The Pettersson family attended a small Baptist church next to their home, where Lisa performed in a string band, singing and strumming a guitar, which her aunt taught her to play. After a long day at the post office on New Year’s Eve in 1946, Lisa refused her sister’s request to attend the Watch Night service at the church where an American evangelist was speaking.

“I was tired,” she recalled. “I said, ‘I don’t feel up to it tonight.’ But my older brother said ‘Go. It only takes an hour.’”

At the church, George Blomdahl, wearing blue pants and a sweater, spoke about the Lord, and the pastor asked Lisa to sing a song. The petite young blond played her guitar and sang in an angelic voice, drawing the interest of the Seattle native who had served with the U.S. Army Air Force in the British West Indies. After his discharge, he visited Sweden to look up relatives of his parents, Erik and Anna Blomdahl. He attended Bible College in Stockholm and spent several months traveling as an evangelist. His itinerary listed a stop at the Brantevik church. When the service ended, he approached Lisa and asked if he could see her.

“I thought he was good looking,” she recalled of the first time she saw the lanky 5-foot-11 man with brown hair and hazel eyes. “I couldn’t believe how he learned the Swedish language after he came to Sweden.”

The next morning, George knocked on the family’s door to see Lisa. He later stopped by the post office where she worked, so frequently that her coworkers teased her about it. He rode his bicycle the four miles between Simrishamn and Brantevik.

They corresponded when he returned to Seattle in 1947 to study photojournalism at the University of Washington, where he played the clarinet in the marching band, ran the photography lab and served as the school newspaper’s photographer.

After earning his bachelor’s degree, George returned to Sweden to work as a journalist and freelance photographer and resumed his relationship with Lisa.

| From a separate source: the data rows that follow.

Issue #198, opened 2014-01-29
Replace API with django-rest-framework or similar


rossp:

rossp:
On further thought - API should be removed entirely. Not our job to provide IMO - people can address this with multiple external means (tastyppie, django-rest-framework, SQL, custom Python code). I'm going to add deprecation warnings then remove it entirely next month.

TauPan:
I can recommend https://github.com/izimobil/django-rest-framework-datatables if you want to migrate your datables views to django-rest-framework as well. I'm in the process of converting legacy datatables views to rest framework and the resulting code  is usually much simpler.

gwasser:
Wasn't aware of that django app, thanks for the recommend! Sounds like something to be considered in the future when get to tackling the API.

Mte90:
Any updates on this?
If can be helpful a rest documentation from another OSS helpdesk https://www.opensupports.com/apidoc/

gwasser:
@Mte90 I personally have not had time to investigate or implement this, I welcome volunteers to work on it and submit a PR though!

Mte90:
So it is moving on :-D

To me is enough to add the user rest endpoints and I am fine :-D

gwasser:
Yes an API based on django-rest-framework should be available in the next release `0.3.4` which should come soon once we've cleaned up some testing and what not.

gwasser:
Will close this ticket as part of getting ready for the next release. Thanks!

PR #441, opened 2016-10-29
Remove all the deprecated API related files and references

alexbarcelo:
As the docs already stated:

> The django-helpdesk API is deprecated, and no longer maintained. See https://github.com/django-helpdesk/django-helpdesk/issues/198 for more details.
> The API will be removed in January 2016

Now that we have a new-and-shiny 0.2, I think that we can safely drop all usages.

(I feel bad for removing so much code in a single commit)


reduxionist:
Awesome! You should feel awesome for removing so much code in a single commit! 😈

alexbarcelo:
Well, that's a way to look at it, :laughing: 

Less than 20 minutes from the PR until LGTM+Merge. Ok, that was insane. Even for a trivial PR. Loving it :wink:

PR #477, opened 2017-01-13
Hotfix/imap encoding errors

reduxionist:
In case you're still available for review @flinz, this is a, perhaps temporary, fix for the two issues that cropped up in #474. No-one was using SOCKS on Python 3 yet unless they were doing all-or-nothing SOCKS anyway, so this won't break any existing installations -- we just might get a request for it if some mixed-SOCKS case wants to upgrade to Py3 in future...


reduxionist:
Thanks @gwasser !

Issue #483, opened 2017-02-09
Can not create queues with long slugs


xnegativx:
The permission_name, and slug fields of Queue model are both limited to 50 chars.
Or permission_name is built as 'helpdesk.queue_access_%s' % slug...
Fix would be  increasing max_length for permission_name

gwasser:
Slugs are typically meant to be pretty short. What do you think is an appropriate max_length?

xnegativx:
Don't disagree. I managed it locally by limiting my slugs, but was rather pointing out the inconsistency there (and you'll end up with ghost permissions in the db as hey are created before the failure)
Well, the minimum max length should be 72 chars. I guess with 100 it will be pretty safe from any update in the prepare_permission_name function.

gwasser:
Oh I understand now, thank you! Yes, the slug (50 chars) gets some stuff prepended to it and result is 72 chars, which doesn't fit in the 50 chars reserved for permission_name. Yep, definitely a bug!

I'll code up a quick patch to expand it to 72 chars to cover slug + prepend.

PR #484, opened 2017-02-10
Change queue permission_name from 50 chars to 72 chars

gwasser:
Changed from 50 chars to 72 chars to accommodate slug + prepended text, to address #483


reduxionist:
Thanks very much for taking care of this @gwasser ! 💎

Issue #481, opened 2017-01-29
Install documentation missing SITE_ID


J-A-M:
I previously mentioned a documentation issue, there is still a problem.

To get it to work I had to remove     'django.contrib.sites',  from INSTALLED_APPS.
With this missing I can login and configure (after making the change in the [previous post](https://github.com/django-helpdesk/django-helpdesk/issues/480))

However when I press submit on a new ticket I get
`RuntimeError: Model class django.contrib.sites.models.Site doesn't declare an explicit app_label and isn't in an application in INSTALLED_APPS.`

But, if I restore django.contrib.sites I get

`DoesNotExist: Site matching query does not exist.`
for /login/

J-A-M:
According to [This answer](http://stackoverflow.com/questions/35388637/runtimeerror-model-class-django-contrib-sites-models-site-doesnt-declare-an-ex/35389220) you need to add
`SITE_ID = 1` to settings.py
This seems to work

gwasser:
Yes now that you mention it, I had to use `SITE_ID = 1` on my testing project and it somehow slipped my mind to add this to documentation. Good catch!

reduxionist:
Thanks for the report @J-A-M and thanks again for the fix @gwasser! 

Closed by #485

PR #485, opened 2017-02-10
Update docs to add SITE_ID, to address #481

gwasser:
Update docs to provide basic setup for django.contrib.sites by adding SITE_ID, to address #481.

See https://docs.djangoproject.com/en/1.10/ref/contrib/sites/#module-django.contrib.sites

### DIFF
--- a/docs/install.rst
+++ b/docs/install.rst
@@ -35,13 +35,19 @@ Adding To Your Django Project
         'django.contrib.auth',
         'django.contrib.contenttypes',
         'django.contrib.sessions',
-        'django.contrib.sites',  # Required for determing domain url for use in emails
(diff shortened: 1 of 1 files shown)


reduxionist:
Thanks again @gwasser, not just for providing a fix, but for taking the time to follow through with the reporter's scenario to find it in the first place! 🍰  Since we're explicit about not packaging a stand-alone project, I take it for granted that all my development and issue debugging occurs in an empty-shell django-project and so it's easy to forget all the details that go into a bare initial setup.

I think it would be useful to users considering the project if we did supply a demo project like many pluggable apps do nowadays. It could also serve as a test environment, replacing quicktest. More "normal" IMO, faster for users to get a taste, less setup issues -- which are pretty common at the moment, etc.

As part of a Christian string band, Lisa traveled to small communities throughout southern Sweden, singing and playing guitar at evangelistic meetings.

“It wasn’t easy for me to think that I should leave,” she said.

Her parents liked George, she said, “but they were wondering why in the world he would spend money to go over and see a girl.”

He left again for Seattle in late January 1952 but returned around Christmas for his third trip to Sweden. After a visit from Saint Nick, the Pettersson family heard a knock on the door and opened it to find a man dressed as Santa Claus, drawing confusion as Santa had already visited. Lisa’s sister then recognized George by his neck.

While riding his bike one day, pressing against a strong wind, George prayed to God for guidance on whether to propose to Lisa. Suddenly, the wind shifted 180 degrees, and he figured God had blessed the marriage.

After seven years and three trips to Sweden, George proposed. They were engaged on May Day and married July 25, 1953, in a Lutheran church in Malmö, Sweden, a city in southern Sweden with a cobblestone square and a grand Renaissance castle erected by Danes in the 16th century.

“My mother was sickly at that time,” Lisa said. “She couldn’t come to the wedding.”